A maior vulnerabilidade da economia brasileira é a fiscal, diz o economista-chefe do Citi Brasil, Leonardo Porto. Segundo ele, um ajuste em 2027 é inevitável. “O País hoje está posicionado de forma que, se nada fizer, a política fiscal é completamente insustentável no tempo.” Embora a atividade aquecida gere arrecadação, o gasto é muito forte. “O Brasil tem de ser muito mais ambicioso na consolidação fiscal”, afirma.

Porto nota que a atividade desacelera, porém tem sintomas de superaquecimento e precisa de um equilíbrio melhor entre demanda doméstica e crescimento potencial para que a inflação possa convergir à meta. “Não dá para contar com a apreciação do câmbio para sempre”, afirma o economista, que acaba de reduzir para 4,6% a projeção do Índice Nacional de Preços ao Consumidor Amplo (IPCA) em 2025, mencionando também o preço de commodities mais baixo.

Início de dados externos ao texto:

PR #1842, opened 2022-09-14
Overrides: add operation tests for compute pipeline

shrekshao:
Issue: None

<hr>


src/webgpu/api/operation/compute/overrides.spec.ts
```diff
@@ -0,0 +1,409 @@
...
+    expected: Uint32Array | Float32Array,
+    constants: Record<string, GPUPipelineConstantValue>,
+    code: string
+  ) {
+    const dst = this.device.createBuffer({
+      size: expected.byteLength,
+      usage: GPUBufferUsage.COPY_SRC | GPUBufferUsage.STORAGE,
+    });
+
+    const pipeline = this.device.createComputePipeline({
```
kainino0x, line 20: Would be good to add isAsync variants

src/webgpu/api/operation/compute/overrides.spec.ts
```diff
@@ -0,0 +1,409 @@
...
+        }
+      `
+    );
+  });
+
+g.test('precision')
+  .desc(`Test that float number precision is preserved for constants.`)
+  .fn(async t => {
+    const c1 = 3.14159;
+    const c2 = 3.141592653589793238;
```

Leia abaixo os principais trechos da entrevista, concedida na sede do Citi, onde ele recebeu a reportagem do Estadão/Broadcast.
Como o senhor vê o rumo da política monetária no Brasil?
O cenário inflacionário vem melhorando. O suficiente? Não. Mas o processo de reancoragem das expectativas, induzido por uma inflação corrente mais baixa, deve continuar e abrir espaço para um ciclo gradual de corte de juros a partir de janeiro. A reancoragem pode ser potencializada pela desaceleração econômica e pelo ganho de credibilidade do Banco Central.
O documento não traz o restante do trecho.